Gauche is an R7RS Scheme implementation. It is designed for scripting in a production environment. It is intended to allow programmers and system administrators to write scripts in support of daily operations. Quick startup, built-in system interface, native multilingual support are some of its key design goals.

Gauche is free software under the BSD License. It is primarily developed by Shiro Kawai.

==Features==
- Quick startup - Gauche includes common features in its executable, while less common functions are in libraries which are loaded on demand.
- Module system - A simple module system, API compatible to STklos.
- Object system - CLOS-like object system with metaobject protocol. Almost API compatible to STklos. It is also similar to Guile's object system.
- Native multilingual support - Strings are represented by multibyte string internally. You can use UTF-8, EUC-JP, Shift-JIS or no multibyte encoding.
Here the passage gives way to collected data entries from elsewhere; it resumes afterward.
PR #217, opened 2026-04-30
fix: preserve verifier log mount

Yiminnn:
## Summary
- Preserve the /logs/verifier directory during verifier hardening so Docker bind mounts stay attached
- Clear only verifier log contents before verification
- Reuse the same cleanup command in soft verification

## Test Plan
- uv run ruff format --check src/benchflow/_sandbox.py src/benchflow/trial.py tests/test_sandbox_hardening.py
- uv run ruff check src/benchflow/_sandbox.py src/benchflow/trial.py tests/test_sandbox_hardening.py
- uv run pytest tests/test_sandbox_hardening.py tests/test_sandbox_verifier_workspace.py tests/test_sdk_lockdown.py

### DIFF
--- a/src/benchflow/_sandbox.py
+++ b/src/benchflow/_sandbox.py
@@ -642,11 +642,16 @@ async def _trusted_verifier_pythonpath(
     return ":".join(e for e in extras if isinstance(e, str))
 
 
-# Wipe and recreate /logs/verifier/ before the verifier runs.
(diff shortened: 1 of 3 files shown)


Yiminnn:
Closing this draft after local reproduction showed the missing reward was caused by using a /tmp jobs directory that is not bind-mounted back to the host on this Docker setup. SkillsBench validation now uses a Docker-shared /Users jobs path and BenchFlow main passes the sanity verifier.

Conversion between native coding system and external coding system is supported by port objects.
- Multibyte regexp - Regular expression matcher is aware of multibyte string; you can use multibyte characters both in patterns and matched strings.
- Built-in system interface - Gauche has built-in support for most POSIX.1 system calls.
- Network interface - Has API for socket-based network interface, including IPv6 if the OS supports it.
- Multithreading - Multithreading is supported on top of pthreads. Scheme-level API conforms to SRFI-18.
- DBM interface - Interfaces to dbm, ndbm and/or gdbm.
- XML parsing - Oleg Kiselyov's SXML tools are included.